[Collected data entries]
PR #5020, opened 2020-12-01
Ensure errors connecting to GdsApi are captured in Sentry

reggieb:
Update ContentItemRetriever to rescue any GdsApi exception. Use `GdsApi::BaseError` as [all `GdsApi` exceptions inherit from `BaseError`](https://github.com/alphagov/gds-api-adapters/blob/master/lib/gds_api/exceptions.rb)

Notify Sentry (via [GovukError](https://github.com/alphagov/govuk_app_config#manual-error-reporting)) that exception has occurred.

On 27th Nov we had an incident that cause the content store to return 5xx, which subsequently caused errors in Smart Answers. However, these errors did not appear to be captured by Sentry. 

[Trello ticket](https://trello.com/c/kendYDw0/637-understand-why-5xx-errors-from-the-content-store-arent-seen-in-sentry)

### DIFF
--- a/test/unit/services/content_item_retriever_test.rb
+++ b/test/unit/services/content_item_retriever_test.rb
@@ -43,29 +43,49 @@ class ContentItemRetrieverTest < ActiveSupport::TestCase
     end
 
     context "when content item can't be found" do
-      should "return empty content item hash" do
+      setup do
         response = { status: 404, body: {}.to_json }
         stub_request(:get, @request_url).to_return(response)
+      end
 
+      should "return empty content item hash" do
         assert_equal ContentItemRetriever.fetch(@slug), {}
+      end
+
+      should "notify Sentry" do
+        GovukError.expects(:notify)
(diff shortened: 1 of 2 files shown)


test/unit/services/content_item_retriever_test.rb
```diff
@@ -62,11 +62,15 @@ class ContentItemRetrieverTest < ActiveSupport::TestCase
...
-
+        stub_content_store_isnt_available
         assert_equal ContentItemRetriever.fetch(@slug), {}
       end
+
+      should "notifies Sentry" do
+        stub_content_store_isnt_available
+        GovukError.expects(:notify)
+        ContentItemRetriever.fetch(@slug)
+      end
```
theseanything, line 73: Should we be adding this expectation to the other tests too?

reggieb: Yes. That makes sense. I've updated the other specs. Thank you

theseanything (approved):

PR #5023, opened 2020-12-01
Use govuk design pattern for suffix labels on questions

reggieb:
Update money questions by moving suffix label to input component suffix rather than part of hint text

An example showing the effect of this change:

per_week_as_suffix

### DIFF
--- a/app/presenters/money_question_presenter.rb
+++ b/app/presenters/money_question_presenter.rb
@@ -6,7 +6,7 @@ class MoneyQuestionPresenter < QuestionPresenter
   end
 
   def hint_text
-    text = [body, hint, suffix_label].reject(&:blank?).compact.join(", ")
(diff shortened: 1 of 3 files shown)


app/views/smart_answers/inputs/_salary_question.html.erb
```diff
@@ -8,7 +8,7 @@
   id: "response_amount",
   heading_size: "l",
   width: 10,
-  hint: "in £",
+  suffix: "in £",
```
theseanything, line 11: I think maybe this should be using the prefix attribute instead: https://components.publishing.service.gov.uk/component-guide/input/with_prefix

but that's out of scope for this PR - so maybe just leave out the salary questions

reggieb: Thank you. I'll remove that.

theseanything (approved):

PR #5029, opened 2020-12-04
Fix an empty suffix showing in money questions if no suffix specified

reggieb:
A bug was introduced when money questions were set to use a suffix on the input component rather than adding the suffix text to the hint.

The bug is that an empty suffix box appears after the input.

empty_money_question_suffix

This update fixes that bug by only adding the suffix when present, and thus removes the empty box

[Trello](https://trello.com/c/70RZ8gLI/650-fix-bug-where-empty-money-input-suffix-box-appeared-if-no-suffix-was-specified)

### DIFF
--- a/app/presenters/question_presenter.rb
+++ b/app/presenters/question_presenter.rb
@@ -45,7 +45,8 @@ class QuestionPresenter < NodePresenter
   end
 
   def suffix_label
-    @renderer.content_for(:suffix_label)
+    content = @renderer.content_for(:suffix_label)
+    content.presence
   end
 
   def has_labels?
--- a/test/unit/question_presenter_test.rb
+++ b/test/unit/question_presenter_test.rb
@@ -48,6 +48,12 @@ module SmartAnswer
       assert_equal "suffix-label-text", @presenter.suffix_label
     end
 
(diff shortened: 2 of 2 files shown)


app/views/smart_answers/inputs/_money_question.html.erb
```diff
@@ -9,7 +9,7 @@
   heading_size: "l",
   width: 10,
   hint: question.hint_text,
-  suffix: question.suffix_label,
+  suffix: (question.suffix_label if question.suffix_label.present?),
```
theseanything, line 12: Good catch! Think if we put this logic into the question presenter https://github.com/alphagov/smart-answers/blob/68dd25abae9f324ca9627b5fa7be8b31d95e746b/app/presenters/question_presenter.rb#L48, we can test it too.

theseanything (changes requested):

app/views/smart_answers/inputs/_money_question.html.erb
reggieb: That makes sense - thanks. I've moved the modification to the presenter.

theseanything (approved):

Issue #5350, opened 2021-05-06
This application has both RSpec and Minitest testing frameworks, we only want one of them


kevindew:
Smart Answers is one of GOV.UK's oldest applications (born 2011), it pre-dates the GOV.UK convention of using RSpec for Ruby testing and instead uses Minitest for testing. It has a large test suite (approx 7,000 tests and 20,000 assertions) which can be quite difficult to work with.

One of the gaps in the Minitest suite is that the embedded Ruby template files that are part of a flow ([example](https://github.com/alphagov/smart-answers/blob/04602a364176b0523ae939b45ad573cd4be84204/lib/smart_answer_flows/am-i-getting-minimum-wage/outcomes/current_payment_above.erb)) are not rendered in the test suite. This leaves a coverage risk that any syntactic errors in these files are not caught by the test suite. In November 2020 [a new approach](https://github.com/alphagov/smart-answers/pull/5000) was taken that added RSpec to the test suite and integration tested the flows with Capybara. This new approach was precipitated on a migration of the test suite from RSpec to Minitest and not intended to be supplementary.

In March 2021 we (GOV.UK Covid Products and GOV.UK Start a Business) reconsidered the approach to migrate the whole test suite to RSpec. We concluded that we should not proceed with a migration to RSpec because we felt that the anticipated effort would outweigh the value generated, we also had concerns about the performance of a fully migrated RSpec test suite (the existing Minitest one benefits from [Rails parallel testing](https://edgeguides.rubyonrails.org/testing.html#parallel-testing)). Instead we would replace any RSpec tests with Minitest ones so that Smart Answers only uses the one testing framework.

The tasks we identified that needed to be done for this are:

- [x] Port over [the RSpec unit tests](https://github.com/alphagov/smart-answers/tree/04602a364176b0523ae939b45ad573cd4be84204/spec/lib) to Minitest
- [ ] Port over (or remove if already covered) [generic feature tests](https://github.com/alphagov/smart-answers/tree/04602a364176b0523ae939b45ad573cd4be84204/spec/features/smart_answers) to [engine integration tests](https://github.com/alphagov/smart-answers/tree/04602a364176b0523ae939b45ad573cd4be84204/test/integration/engine)
- [x] Decide on an approach to testing flows that involves rendering the view files - https://trello.com/c/n0yuPABN/803-placeholder-spike-into-how-smart-answer-flow-tests-can-test-erb-rendering
[...]

PR #5390, opened 2021-05-20
Refactor RSpec unit tests to Minitest

theseanything:
This is apart of migration of our existing RSpec testing to Minitest. We are consolidating our tests to a single testing framework as it was unclear which framework to write new tests in. These test we're written in RSpec in attempt to start a migration to RSpec, however now we've decided that the effort in migrating the existing MiniTest tests is not worth the benefits we gain from using RSpec. Particular concerned with the lack of parallel testing which would cause a significant slow down.

This partial address issue #5350, which discusses the wider migration of tests to MiniTest.


test/helpers/flow_helper_test.rb
```diff
@@ -0,0 +1,110 @@
+require "test_helper"
+
+class FlowHelperTest < ActionView::TestCase
```
kevindew, line 3: Should this be accompanied by a deletion of spec/helpers/flow_helper_spec.rb ?

kevindew (commented):
This looks great, thanks @theseanything

test/helpers/flow_helper_test.rb
theseanything: Good catch!! 🤦🏻

kevindew (approved):

PR #5391, opened 2021-05-21
Replace stubbing of WorldLocation `find` and `all`

leenagupte:
Trello: https://trello.com/c/xTCxOAD6

# What's changed?

Uses the helper methods in gds-api-adaptors to stub the WorldLocation data rather than stubbing the `find` and `all` method.

# Why?

WorldLocation is used to populate country lists in multiple smart-answers, I believe that stubbing the `all` method has led to some strange behaviour in the tests. 

The tests in `uk_benefits_abroad_test.rb` fail intermittently in CI [1].
I've tested this locally by adding a loop to the tests and running the "when going abroad" tests 50 times

e.g.
```
50.times do |i|
  context "when going abroad #{i}" do
```

I found that two of assertions in tests would always fail. They weren't the same test each time. The only thing the failures have in common is that the node would always drop back to the `:which_country?` node, implying that there was something wrong with the country data. Either a country hadn't been selected, or the more likely reason that the country selected in the test wasn't available in the list of countries returned by `WorldLocation.all`.

If a stub of the `all` method was indeed lingering about, then it would explain why the tests sometimes fail.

> _What is needed_: Say how many lines of the data above include the word "files", and add nothing further.

> _Solution to the exercise_: 5